Quem tem filho, conviveu ou convive com criança sabe. Há uma fase do desenvolvimento em que os pequenos passam a recusar todo e qualquer tipo de ajuda. Alguns especialistas referem-se a esse período como a fase do “não”. A criança deseja e luta veementemente para fazer tudo sozinha, tomar banho, colocar a meia, montar o brinquedo novo, cheia de certeza, desafiando a paciência dos responsáveis e descortinando um período bonito e necessário a todos nós: o início da construção da personalidade e autonomia.
Ocorre que, em algum momento (ou momentos) da nossa estrada evolutiva, espera-se que nos demos conta de que a vida é muito mais complexa, difícil e imprevisível do que gostaria a nossa meninice. E o próximo degrau do crescimento, paradoxalmente à imagem do adulto autossuficiente e bem-resolvido, será justamente pedir e aceitar ajuda, quantas vezes forem necessárias. Duas coisas que no universo individual denotam amadurecimento.
Entendendo o momento de pedir ajuda
No espectro social, pedir e receber colo é um marco civilizatório. Há muitos anos, a antropóloga norte-americana Margaret Mead (1901-1978), à pergunta de um de seus alunos sobre qual seria o primeiro sinal de agrupamento humanizado e organizado no mundo, refletiu e respondeu: “um fêmur de 15 mil anos encontrado em um sítio arqueológico com marcas únicas de fratura e cura”.
A resposta surpreendeu a maioria, que esperava por um achado de manufatura ou algo do tipo. Mas o que Margaret disse à academia naquela ocasião é que há milênios e milênios alguém havia se machucado feio, pedido ajuda, recebido cuidados e vivenciado a compaixão e a solidariedade.
Assim ela contrariava a ideia da eugenia natural, que manda deixar para trás o mais frágil e abatido, e exaltava o forte vínculo que até hoje construímos com base no que pode ser o epicentro das experiências humanas mais transformadoras e significativas: a vulnerabilidade. Uma vez exposta e assistida, ela pode ser compreendida como um avanço humano, e não como retrocesso.
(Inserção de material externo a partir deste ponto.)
PR #829, opened 2026-08-13
Read adjudicated pair labels in the complementarity band

dlgpdmsly2:
## Summary

Adds `scripts/agent/eval/pair-labels.mjs` — a record definition for an adjudicated pair of
findings, plus the resolver that turns those verdicts into counts — and teaches
`eval/complementarity.mjs` to read them when it computes the overlap band.

Every field the scorer's payload already had keeps its current meaning; the resolved band and
its provenance are new fields beside them. Nothing is written: the label tree is read-only
here, and the matcher is untouched.

## Why

`finding-match.mjs` answers `match` / `maybe` / `no`, and `groupFindings` never merges a
`maybe`. That fail direction is right — a false match suppresses a candidate, and a suppressed
candidate is a miss nobody recovers — but it means every undecided cross-arm pair counts as two
unique catches, one per arm. So the overlap is reported as a band, and its ceiling is currently
*saturated*: every CodeRabbit-only defect class has an undecided panel candidate, which is why
the scorer prints `Read "24 unique to CodeRabbit" as 24 UNRESOLVED pairs, not as 24 established
misses`. Deciding whether two findings are one defect is adjudication, not scoring, and until
now there was nowhere for such a decision to live.

**What a verdict may move.** With `b` classes already shared, `s` CodeRabbit-only classes
resolved `same`, `d` distinct panel classes newly shared, and `m` still holding an undecided
pair:

```
floor   = (b + d) / (classes − s)
ceiling = (b + d + m) / (classes − s − m)
```

A `same` verdict raises the floor and leaves the ceiling exactly where it was — the numerator
gains what the denominator loses. **Only a class with every one of its pairs decided can move
the ceiling**, so one `different` verdict on one of a class's pairs resolves nothing: any of the
others could still be the match. `d` and `s` are deliberately different counts, because two
CodeRabbit classes resolving into one panel class make that panel class shared once while
removing two classes from the union.

**A pair label does not re-partition the panel's own classes.** A `same` verdict says one
CodeRabbit finding and one panel finding are the same defect; it does not say two *panel*
findings are, even when both are labelled `same` against the one CodeRabbit finding. Closing
that under transitivity would merge two panel classes on the strength of a pair nobody
adjudicated — measurably narrowing the band — and `groupFindings` uses complete linkage
precisely to refuse that inference. The matcher owns the panel's partition; labels resolve
pairs. No threshold, no `clusterFindings`, no `gateFor`.

Three consequences of the same discipline: `insufficient-basis` is a third verdict rather than a
spelling of `different`, so a class holding one stays unfinished; trust tiers are never pooled,
and `resolveClasses` takes one tier with no argument meaning "all of them", so a pooled band
cannot be expressed; and "no label moved this number" resolves to one of seven stated causes,
because a band that read the same for an adjudicated replicate and an unadjudicated one would be
this subsystem's oldest bug — an arm's silence read as a zero — one level up.

Each record carries the `diff_sha256` of the item it was adjudicated against, and a record
disagreeing with that item's `meta.json` is **refused rather than skipped**: the item was
re-extracted after the adjudication, so the verdict is about code the store no longer holds, and
that is true of every label for that item. Its input is required rather than optional, for the
reason `assertEffort` failed — a guard whose input never arrives never fires. Conversely the read
path degrades and names what it dropped, because a dropped label can only widen the band.

**Measured on the frozen pilot corpus.** The two replicates with no adjudicated pairs are
unchanged and state why. The third moves `3.5% → 7.3%` at the floor with its ceiling identical at
`20.4%`: no defect class has every one of its pairs decided, so no ceiling moves, which is the
correct result on a partial label set rather than a limitation of the implementation.

The tier rule is the part that earned itself. A model-adjudicated tier landed while this was
being written — from a labeler that failed its own pre-registered validation — and it is still
arriving: measured three hours apart, its ceiling read `17.2%` and then `14.2%`, finishing defect
classes no human has finished, while the human band stayed at `20.4%` with nothing finished
apart. A pooled band would therefore not merely have been narrower than the evidence justified;
it would have been a **moving** number, drifting downward with each batch, with nothing in the
output saying which tier moved it.

## Linked Issues

None. Follows the complementarity scorer (#779) and is described in
`docs/tasks/active/20260813-pair-label-consumer-todo.md`.

## Author checklist

- [x] Changes follow the conventions in the touched packages; any deviations are explained in
      *Why* above.

## Verification

Skip reason (if applicable): n/a — this diff is `scripts/agent/**` plus two task docs.

Measured locally from the committed tree, on the two `node --test` invocations the `agent:tests`
lane runs:

- **1988 + 56 = 2044 tests, 0 fail, 1 skip**, against a freshly measured **1986 + 56 = 2042, 0
  fail, 1 skip** on this branch's own base. Both trees were extracted separately with the same
  `node_modules` symlinked into each, so the skip count is comparable. This change adds **34**
  tests in total; 32 of them are inside that base already, since the base is this branch's first
  commit with `main` merged into it.
- ⚠ **The branch is 12 commits behind `main`**, which has since refactored `scripts/agent/` — a
  `vendor/pipeline/` move and ~29 agent test files removed — so a count taken against `main`
  today (`1272 + 58`) is not comparable to either figure above. The two imports that moved are
  already re-pointed here and nothing else this change touches has moved, so the update should be
  mechanical, but it needs doing before merge.
- `npx eslint scripts` exits **0** on `eslint@9.24.0`, the lockfile pin.
- **33 of 33 mutations caught.** Every new test was checked by breaking the code it protects and
  confirming that test — not merely some test — goes red. One survivor was first proven
  *ineffective*, then closed with a new test whose fixture ids are chosen so sort order is
  adverse.
- End to end against the real adjudication set: the human-tier band is `12/165 = 7.3% .. 30/147 =
  20.4%` from 43 of 45 verdicts matching a live pair, with `ceiling_moved: false`. The
  arithmetic's anchor is pinned to a fixed 23-verdict input — `11/166 = 6.6% .. 30/147 = 20.4%` —
  so it stays reproducible as that set grows, which it did during this work.
- `report.mjs`, unmodified, renders the same three bands from a resolved payload that it renders
  today.

Not verified, and stated in the task doc: a `distant` tier, a stale `diff_sha256`, a key
collision and an unreadable record occur nowhere, so those paths are fixture-only. The
ceiling-moving path is exercised on real data by the model tier and remains unreachable in the
human one, which is the correct state of that evidence.

Known pre-existing failure, **identical on this branch and on unmodified `main`**:
`eval/run.test.mjs`'s *"END TO END: a failed item KEEPS its raw panel output"* asserts that no
`eval-item-*` directory appears in the shared `os.tmpdir()`, so it fails when that directory
holds debris from any other run — 54/56 on both trees, 56/56 on both with a private `TMPDIR`.

## Risk Assessment

- **User-facing risk: none.** Nothing here is imported by the review panel or the gate. The new
  module is read by one offline scorer; `severity.mjs`, `review-panel.mjs` and every gating path
  are untouched, and `finding-match.mjs` is imported exactly as before with no threshold or
  matcher change.
- **Data/security risk: low, and it is worth naming rather than dismissing.** The scorer reads
  two new places — a `labels/` subtree and each corpus item's `meta.json` — and writes nothing;
  it has no `put`, no `--out`, and the existing "no default `--root`" rule is unchanged. The real
  exposure is *numerical*: this changes what a published band may say. Three guards bound it — a
  stale `diff_sha256` refuses the run, conflicting verdicts for one pair refuse it, and the
  pre-existing unlabelled band is preserved untouched beside the resolved one so any consumer can
  compare. The CodeRabbit arm's GitHub calls are read-only, as before.
- **Rollback plan:** revert. `pair-labels.mjs` is new and imported only by
  `complementarity.mjs`; the payload's additions are additive, so a revert restores the previous
  numbers exactly and `report.mjs` — which renders those numbers and is not touched here — is
  unaffected either way.

## Notes for Reviewers

- **AI assistance:** written with Claude Code (Claude Opus 5). The arithmetic, the transitive
  closure decision and the verdict vocabulary were reviewed against the adjudicated records on
  disk and checked end to end against an independently computed figure; the mutation pass is
  described under *Verification*.
- **The commit message is the long form**, and
  `docs/tasks/active/20260813-pair-label-consumer-todo.md` carries the decisions, the fail
  directions and the numbers.
- **Where to push hardest in review:** `resolveClasses`'s numerator/denominator split (`d` vs
  `s`), and the decision not to close `same` verdicts transitively over panel classes. Those two
  choices set the floor, and the direction of an error in either flatters us.
- **A pre-existing defect this PR found and deliberately did not fix:**
  `unresolved.jaccard_upper_bound` can exceed 1 when several CodeRabbit-only classes point at one
  panel class — reproduced on `main` as `3/1 = 3.0`. It affects no current number and wants its
  own change, since fixing it here would alter a field this PR is otherwise careful to leave
  alone. Written up in the task doc.
- **Second commit is the review round.** Two guards, both at places where a rule lived only as a
  convention: `opts.pairLabels` is now refused in the `union` / `intersection` views rather than
  silently ignored, and `readPairLabels` rejects a record whose `corpus_version` disagrees with
  the directory it came from — without that, a misfiled record aborted the run with an error
  about a diff hash instead of about the file. It also corrects a figure that was wrong in two
  places and, since #817 landed `eval/labels.mjs`, imports `LABELS_DIR` from it instead of
  keeping a second literal for the same path.
- **Follow-up work:** the report renderer can now show which trust tier moved a band and whether
  the ceiling moved; the fields are listed in the task doc. This PR does not touch that module.

## Summary by CodeRabbit

* **New Features**
  * Added support for adjudicated finding-pair labels in complementarity scoring.
  * Reports now show label availability, provenance, pair keys, class mappings, and label-resolved score bands.
  * Supports trusted label tiers, alternate key formats, and shared, different, and insufficient-basis findings.

* **Bug Fixes**
  * Added validation and drift checks for malformed, conflicting, stale, or incompatible label data.
  * Preserved existing overlap metrics and unresolved bounds while improving labeled-pair resolution.
  * Prevented labels from affecting pooled union and intersection views.

* **Documentation**
  * Added guidance covering label consumption, scoring behavior, known issues, and verification results.


dlgpdmsly2:
@coderabbit review

dlgpdmsly2:
@coderabbitai review

hotsunchip (approved):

“Pedir ajuda é, sem dúvida, algo que nos insere no tecido social, pois, como diz o psicanalista Jacques Lacan (1901-1981), somos todos fundados na falta. Não existe ninguém absolutamente autônomo”, lembra o psiquiatra e psicanalista clínico Durval Mazzei, cofundador do Espaço Lacaniano do Instituto Sede Sapientiae, em São Paulo.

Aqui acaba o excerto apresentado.